Every record must be repeated precisely as it stands.

▶

PR #609, opened 2020-06-11
Firefox: Pass Worker tests

### LINKED ISSUE #119: Pass workers.spec.js tests in Firefox

kblok:
closes #119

◀

• Output for this task:
PR #609, opened 2020-06-11
Firefox: Pass Worker tests

### LINKED ISSUE #119: Pass workers.spec.js tests in Firefox

kblok:
closes #119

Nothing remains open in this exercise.